The simplest is to use smth like SQLite: define a table, fill it up, and
then do SELECT with ORDER BY.

But with a million records I wouldn't worry about it, it should fit in
RAM. Observe:

>>> a={}
>>> for i in range(1000000):
.... a[i] = 'spam'*10
....
>>> sys.getsizeof(a)
25165960

So that's what, 25 MB?

Although I have to note that TEMPORARY ram usage in Python process on my
machine did go up to 113MB.

Regards,
mk

From: MRAB on 3 Mar 2010 14:59

mk wrote:
> John Filben wrote:
>> I am new to Python but have used many other (mostly dead) languages in
>> the past. I want to be able to process *.txt and *.csv files. I can
>> now read that and then change them as needed – mostly just take a
>> column and do some if-then to create a new variable. My problem is
>> sorting these files:
>>
>> 1.) How do I sort file1.txt by position and write out
>> file1_sorted.txt; for example, if all the records are 100 bytes long
>> and there is a three digit id in the position 0-2; here would be some
>> sample data:
>>
>> a. 001JohnFilben……
>>
>> b. 002Joe Smith…..
>
> Use a dictionary:
>
> linedict = {}
> for line in f:
> key = line[:3]
> linedict[key] = line[3:] # or alternatively 'line' if you want to
> include key in the line anyway
>
> sortedlines = []
> for key in linedict.keys().sort():
> sortedlines.append(linedict[key])
>
> (untested)
>
> This is the simplest, and probably inefficient approach. But it should
> work.
>
[snip]
Simpler would be:

lines = f.readlines()
lines.sort(key=lambda line: line[ : 3])

or even:

lines = sorted(f.readlines(), key=lambda line: line[ : 3]))

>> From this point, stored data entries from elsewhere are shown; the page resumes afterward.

PR #1327, opened 2021-04-03
Pipe autism unleashed

Cyaneer:
## About The Pull Request

Comments out one-per-tile for some pipe components. This still leaves the ones intended for that intact, so no connector/machine funtimes.

## Why It's Good For The Game

Four **/** to make atmos compact.
Autistic atmos setup limits have been unleashed and increased by at least a factor of six. Also allows the building of compact one-tile airlocks.

## Changelog
:cl:
balance: Vents/scrubbers/passives/filters/mixers can now be built one-per-layer.
/:cl:

### DIFF
--- a/code/modules/atmospherics/machinery/components/trinary_devices/trinary_devices.dm
+++ b/code/modules/atmospherics/machinery/components/trinary_devices/trinary_devices.dm
@@ -5,7 +5,7 @@
 	use_power = IDLE_POWER_USE
 	device_type = TRINARY
 	layer = GAS_FILTER_LAYER
-	pipe_flags = PIPING_ONE_PER_TURF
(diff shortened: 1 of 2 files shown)


Bokkiewokkie:
I already think it's better to keep these restrictions _because_ encouraging more engie autism setups is bad, but right now putting a mixer or filter on top of another one stops the AI from being able to interact with it which is a very bad thing.

Karmic-Skink:
Yeah these restrictions are in place for valid reasons.

ta3370:
I have watched the Master Controller cry itself into a pit because somebody accidentally dual-layered *ONE* pipe on their map. This screams bad idea.

Cyaneer:
While the filter/mixers could be changed back to one per tile, if no-one else wants this I'll just close it.

Issue #303, opened 2020-01-30
Supermatter crystal starts at 1 EER and thus delams without attention


Vasily2013:
Saw this on other servers (Either TG or Bee, forgot which one) and it's an issue here. Reproduction: Load valk, sm monitor, and then wait for the kaboom.

francinum:
Must be verified before next grace period.

IndusRobot:
This issue has been inactive for long enough to be automatically marked as stale. If this was a bug report and hasn't been addressed yet, and is still a probelm, please don't hesitate to notify a maintainer.

PR #1329, opened 2021-04-04
Fixes supermatter starting at 1 power

covertcorvid:
## About The Pull Request
Makes the supermatter crystal have 0 power if it hasn't been activated yet. Also makes it not take damage on airless turfs. (Space turfs still hurt it.)
Fixes issue #303 (marked as an upstream issue but I don't feel like going through voting for this)

## Why It's Good For The Game
Supermatter crystals can just sit around without delaming if no one has done anything to them

## Changelog
:cl:
fix: Supermatter is no longer at 1 power after the first process_atmos
tweak: Supermatter does not take damage on airless non-space turfs
/:cl:


covertcorvid:
Update: warm air still causes damage

covertcorvid:
Further update: I don't know what was going on yesterday but no it does not. But I've made totally airless rooms stop the damage as well.

> 
> 
> Update: warm air still causes damage

code/modules/power/supermatter/supermatter.dm
```diff
@@ -355,10 +355,13 @@ GLOBAL_DATUM(main_supermatter_engine, /obj/machinery/power/supermatter_crystal)
 		removed = new()
 
 	damage_archived = damage
-	if(!removed || !removed.total_moles() || isspaceturf(T)) //we're in space or there is no gas to process
+
+	//NSV13 - airless areas don't cause damage
+	if(isspaceturf(T)) //we're in space
 		if(takes_damage)
```
Kmc2000, line 361: Could you not just do something like...

takes_damage = (isspaceturf(T) && removed && removed.total_moles()) ? takes_damage : FALSE

covertcorvid: The takes_damage flag is only there for the "hugbox" and fake crystals, if I go flipping it on and off I'll probably break those.

Kmc2000 (approved):

PR #2910, opened 2026-07-24
Total sound death fix

Pockets-byte:
I fixed missing sound channels across the game, hopefully preventing all instances of all channels being purged without intention to do so from happening. 
no more mental bandwidth for more at this moment
Also fixed a years old typo in sound channel datums

I went through and fixed every instance of SEND_SOUND() and RELAY() without a channel by hand
also can confirm stop_sounds was not broken. I intentionally did not fix it for a few instances where it makes sense. 

<details>

</details>

## Changelog
:cl:
fix: fixed sounds using every channel in the game occasionally by making sure all sounds barring a few have a set channel
fix: fixed a years old typo in soundchannels
/:cl:


Bokkiewokkie:
Please update your changelog to actually reflect your changes. I'd also rather have all of the channels here actually set to something that's not a random available one, but I won't punish you for finding a bug and fixing it by forcing you to, and I appreciate you already doing that for several of them regardless. :p

Pockets-byte:
> Please update your changelog to actually reflect your changes. I'd also rather have all of the channels here actually set to something that's not a random available one, but I won't punish you for finding a bug and fixing it by forcing you to, and I appreciate you already doing that for several of them regardless. :p

I'll be honest, at some point my brain gave up and I stopped thinking about it
there were so many....
other problem with that is you have to consider the things they might force out with set channels- like BWOINKs are fine in the admin channel, but if we put damage sounds in SHIP_FX for example, they might shut off the sound of the asteroid magnet, so it's not like you can just choose a channel to put them in q.q you actually have to consider what will be and should be overridden or not.

PR #22, opened 2018-08-07
MSPSDS-131 update product model

AnthonyPengelly:


db/migrate/20180807110434_change_product_data_structure.rb
```diff
@@ -0,0 +1,13 @@
+class ChangeProductDataStructure < ActiveRecord::Migration[5.2]
+  def change
+    remove_column :products, :image_url, :string
+    remove_column :products, :mpn, :string
+    rename_column :products, :purchase_url, :url_reference
+
+    add_column :products, :serial_number, :string
+    add_column :products, :manufacturer, :string
+    add_column :products, :country_of_origin, :string
```
broder: Should we try and link this to the GOV.UK Register for countries somehow?

AnthonyPengelly: Good plan, I will do this on a new branch

PR #23, opened 2018-08-08
MSPSDS-219 consume countries register

AnthonyPengelly:


app/helpers/countries_helper.rb
```diff
@@ -0,0 +1,17 @@
...
+    "node_modules/govuk-country-and-territory-autocomplete/dist/location-autocomplete-canonical-list.json".freeze
+
+  # JSON is of the form [["Abu Dhabi", "territory:AE-AZ"], ["Afghanistan", "country:AF"]]
+  def country_from_code(code)
+    country = all_countries.find { |c| c[1] == code }
+    country && country[0]
+  end
+
+  def all_countries
+    JSON.parse(File.read(PATH_TO_COUNTRIES_LIST))
```
broder: Should we cache this so we don't have to read the file every time?

PR #24, opened 2018-08-08
MSPSDS-217 Use GOVUK elasticsearch instead of AWS

AnthonyPengelly:


config/elasticsearch.yml
```diff
@@ -0,0 +1,15 @@
...
+      :timeout: 5
+
+development:
+  <<: *default
+
+test:
+  <<: *default
+
+production:
+  :url: <%= ENV['VCAP_SERVICES'] && JSON.parse(ENV['VCAP_SERVICES'])["elasticsearch"][0]["credentials"]["uri"] %>
```
broder: Ew - would it be worth sending an email to PaaS support to ask if there's another way? Feels like our experience might be useful to them (whether or not there's a better way of doing this).

docs/Deploy from scratch.md
```diff
@@ -35,8 +35,10 @@ Create an S3 bucket named `int-mspsds`. This bucket needs public _read_ access.
 
 ## Elastic Search
 
-Create an AWS Elasticsearch domain called `int-mspsds`, choosing a suitable instance size.
-For access, choose public, and then allow your int-mspsds user to access the resource (by pasting their ARN).
+Create an empty elasticsearch instance in the `int` space
+
+    cf marketplace -s elasticsearch
+    cf create-service elasticsearch small-ha-6.x mspsds-elasticsearch
```
broder: Is there a non-HA option? I feel like our service probably doesn't need high availability for now.

AnthonyPengelly: No, this is the only option (or small-ha-5.x). It is on the free tier though

config/elasticsearch.yml
AnthonyPengelly: Will do!

PR #26, opened 2018-08-10
MSPSDS-180 Redis & Sidekiq

AnthonyPengelly:


.travis.yml
```diff
@@ -19,6 +19,7 @@ cache:
 jobs:
   include:
   - stage: test
+    if: branch != MSPSDS-180_redis
```
broder: I'm guessing that we won't need this anymore?

.travis.yml
```diff
@@ -35,13 +36,19 @@ jobs:
       - docker-compose -f docker-compose.yml -f docker-compose.ci.yml down
   - stage: deploy-to-int
     if: branch = master AND type != pull_request
-    script: SPACE=int ./infrastructure/scripts/deploy.sh
+    script: SPACE=int ./infrastructure/scripts/deploy-app.sh
+  - if: branch = master AND type != pull_request
```
broder: Do we need to have this conditional twice?

config/redis.yml
```diff
@@ -0,0 +1,12 @@
...
+  host: 'redis'
+
+development:
+  <<: *default
+
+test:
+  <<: *default
+
+production:
+  url: <%= ENV['VCAP_SERVICES'] && JSON.parse(ENV['VCAP_SERVICES'])["redis"][0]["credentials"]["uri"] %>
```
broder: Did you think about using https://github.com/cloudfoundry/cf-app-utils-ruby?

docker-compose.yml
```diff
@@ -11,22 +11,43 @@ services:
       - "ES_JAVA_OPTS=-Xms750m -Xmx750m"
     volumes:
       - elasticsearch-volume:/usr/share/elasticsearch/data
+  redis:
+    image: redis
+    command: ["redis-server", "--appendonly", "yes"]
```
broder: Does `appendonly` mean that the task list never gets cleared?

.travis.yml
AnthonyPengelly: I believe so. They are actually different stages (distinguished by the "-" on this line). When a stage isn't given a name, it takes the name of the previous one - i.e. deploy-to-int

PR #31, opened 2018-08-16
MSPSDS-224: Autocomplete email address

LukaszDygon:


app/assets/javascripts/investigations.js
```diff
@@ -1,6 +1,9 @@
 $(document).on("turbolinks:load", function() {
     addSelect2AjaxSearchToElement($(".js-investigation-products"), "/products", mapAjaxDataToProduct);
     addSelect2AjaxSearchToElement($(".js-investigation-businesses"), "/businesses", mapAjaxDataToBusiness);
+    addSelect2AjaxSearchToElement($(".js-assignee-email"), "/businesses", mapAjaxDataToEmail);
```
tom-bell-softwire: Is this AJAX call needed if you are already populating the select options on the form?

broder: I wonder if we should do it via AJAX rather that calling `User.all` - would there be performance issues if we rolled out to 1000s of users?

PR #32, opened 2018-08-16
MSPSDS-225: added automatic activity types and activity on assignment

LukaszDygon:


app/controllers/investigations_controller.rb
```diff
@@ -110,6 +110,7 @@ def destroy
   def save_and_respond(notice)
```
tom-bell-softwire: This method is called by a few actions (close/re-open case, in addition to update assignee). Do we want to record the "Assign" activity for all of them?

app/controllers/investigations_controller.rb
```diff
@@ -110,6 +110,7 @@ def destroy
...
     respond_to do |format|
       if @investigation.save
+        record_assignment(@investigation)
```
tom-bell-softwire: The `save_and_respond` method is called by a few actions (close/re-open case, in addition to update assignee). Do we want to record an "Assign" activity for all of them?

LukaszDygon: My bad. I fixed it now 👍

app/controllers/investigations_controller.rb
```diff
@@ -128,6 +129,15 @@ def set_investigation
     @investigation = Investigation.find(params[:id])
   end
 
+  def record_assignment(investigation)
+    Activity.create(
+      source: UserSource.new(user: current_user),
+      investigation: investigation,
+      activity_type: ActivityType.find(name: "assign"),
```
broder: I wonder if the `activity_type` field should just be an enum (https://api.rubyonrails.org/classes/ActiveRecord/Enum.html) which would make this a little less flaky - @AnthonyPengelly, was there a specific reason for having it as a separate DB table?

AnthonyPengelly: No, I guess the original though process was to avoid coupling of numbers in the db and our code, and allow adding new types dynamically. But an enum would probably be better now by the look of it - sounds good! 👍

app/controllers/investigations_controller.rb
```diff
@@ -128,6 +129,15 @@ def set_investigation
     @investigation = Investigation.find(params[:id])
   end
 
+  def record_assignment(investigation)
+    Activity.create(
```
AnthonyPengelly: You should be able to do something like `investigation.activities.create(...` and then you don't need to set the "investigation" field of the activity

db/migrate/20180817135353_drop_activity_types.rb
```diff
@@ -1,7 +1,7 @@
 class DropActivityTypes < ActiveRecord::Migration[5.2]
   def change
     remove_reference :activities, :activity_type, index: true
-    add_column :activities, :activity_type, :integer, default: 0
+    add_column :activities, :activity_type, :integer, null: false
```
broder: Should there be a `schema.db` change from this? Also, I think if you ran this migration on a database with existing activities, it would fail as you would be adding a non-null column. I think something like
```
rename_column :activities, :activity_type, :activity_type_temp
add_column :activities, :activity_type, :integer
Activity.all.each do |account|
  activity.activity_type_temp = based on existing ActivityType from activity_type_temp (or just set it to whatever
  activity.save!
end

remove_reference :activities, :activity_type_temp, index: true 
change_column_null :activities, :activity_type, false
```
might work?

PR #33, opened 2018-08-17
MSPSDS-222 UX for adding products to investigations

AnthonyPengelly:


AnthonyPengelly:
Yeah, the investigations/products_controller has made a lot of sense. There's slightly more duplication (not too much), but way fewer weirdnesses to get it to work

app/assets/javascripts/products_search.js
```diff
@@ -0,0 +1,22 @@
...
+    var q = $('.products-search-form .search-term:not(#gtin-input)')
+        .map(function() {
+            return $(this).val();
+        })
+        .get()
+        .filter(function(searchTerm) {
+            return searchTerm;
+        })
+        .map(function(searchTerm) {
+            return searchTerm + "*"
```
broder: Lukasz talked about adding fuzziness (https://www.elastic.co/guide/en/elasticsearch/reference/6.3/common-options.html#fuzziness) to the elasticsearch options - would that work here or do we need the `*`?

app/views/investigations/products/index.html.erb
```diff
@@ -0,0 +1,40 @@
...
+                </li>
+        </ol>
+    </div>
+
+    <%= link_to 'Back', @investigation, class: "govuk-back-link link-back" %>
+
+    <h1 class="heading-xlarge">Add product to investigation</h1>
+    <div class="govuk-grid-row">
+        <div class="govuk-grid-column-one-half">
+            <%= form_with(model: @product, url: new_investigation_product_path(@investigation), local: true, method: :get) do |form| %>
```
broder: What does `local: true` do?

app/assets/javascripts/products_search.js
AnthonyPengelly: This is doing more of a look-ahead. i.e. they've not finished typing the word, which is slightly different to fuzzy searching. I think that the product searching will need to be refined anyway when we sort out advanced search, so this should probably be considered at that point. I'll add a TODO

app/views/investigations/products/index.html.erb
AnthonyPengelly: "By default form submits are remote and unobstrusive XHRs. Disable remote submits with local: true."
When you rails g scaffold something it sets local: true on all of the forms, which is how it has ended up as the default for us. I guess if we removed it, it would tie into the turbolinks stuff. Any strong preference?

broder: No, I was just curious!

PR #39, opened 2018-08-22
MSPSDS-262 update case page design

AnthonyPengelly:
Next I plan to pick up:
* Manage products page
* Manage businesses page
* Page to list all activities you can do


app/controllers/activities_controller.rb
```diff
@@ -28,7 +28,10 @@ def edit; end
   def create
     respond_to do |format|
       if @activity.save
-        format.html { redirect_to @activity, notice: "Activity was successfully created." }
+        format.html do
+          redirect_to investigation_activities_path(@activity.investigation),
```
broder: Do we need the `show` route anymore if we're not redirecting to it here?

app/assets/stylesheets/shared.scss
```diff
@@ -0,0 +1,37 @@
+.aspect-ratio-3-2-container {
+  position: relative;
+  width: 100%;
+  padding-top: 66.66%; /* 3:2 Aspect Ratio */
+
+  .aspect-ratio-contents {
```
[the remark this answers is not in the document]
AnthonyPengelly: Alongisde the `.product-image` stuff below, I think this is working reasonbly well. It doesn't stretch, it just doesn't always go up to the edges of the container.

app/controllers/activities_controller.rb
AnthonyPengelly: I think you're right, we don't need the show route. We also don't really need the edit, update or destroy routes either? I wasn't sure whether nuking them all was a good idea at this stage, but shall I just go for it?

app/assets/stylesheets/shared.scss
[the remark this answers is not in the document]
broder: Cool!

app/controllers/activities_controller.rb
broder: Yeah, sounds good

From: Arnaud Delobelle on 3 Mar 2010 15:58

MRAB <python(a)mrabarnett.plus.com> writes:

> mk wrote:
>> John Filben wrote:
>>> I am new to Python but have used many other (mostly dead) languages
>>> in the past. I want to be able to process *.txt and *.csv files.
>>> I can now read that and then change them as needed – mostly just
>>> take a column and do some if-then to create a new variable. My
>>> problem is sorting these files:
>>>
>>> 1.) How do I sort file1.txt by position and write out
>>> file1_sorted.txt; for example, if all the records are 100 bytes
>>> long and there is a three digit id in the position 0-2; here would
>>> be some sample data:
>>>
>>> a. 001JohnFilben……
>>>
>>> b. 002Joe Smith…..
>>
>> Use a dictionary:
>>
>> linedict = {}
>> for line in f:
>> key = line[:3]
>> linedict[key] = line[3:] # or alternatively 'line' if you want
>> to include key in the line anyway
>>
>> sortedlines = []
>> for key in linedict.keys().sort():
>> sortedlines.append(linedict[key])
>>
>> (untested)
>>
>> This is the simplest, and probably inefficient approach. But it
>> should work.
>>
> [snip]
> Simpler would be:
>
> lines = f.readlines()
> lines.sort(key=lambda line: line[ : 3])
>
> or even:
>
> lines = sorted(f.readlines(), key=lambda line: line[ : 3]))

Or even:

lines = sorted(f)

--
Arnaud

From: mk on 3 Mar 2010 16:46

John, there's an error in my program, I forgot that list.sort() method
doesn't return the list (it sorts in place). So it should look like:

#!/usr/bin/python

def sortit(fname):
fo = open(fname)
linedict = {}
for line in fo:
key = line[:3]
linedict[key] = line
sortedlines = []
keys = linedict.keys()
keys.sort()
for key in keys:
sortedlines.append(linedict[key])
return sortedlines

if __name__ == '__main__':
sortit('testfile.txt')

MRAB's solution is obviously better, provided you know about Python's
lambda.

Regards,
mk

From: mk on 3 Mar 2010 16:52

MRAB wrote:

> [snip]
> Simpler would be:
>
> lines = f.readlines()
> lines.sort(key=lambda line: line[ : 3])
>
> or even:
>
> lines = sorted(f.readlines(), key=lambda line: line[ : 3]))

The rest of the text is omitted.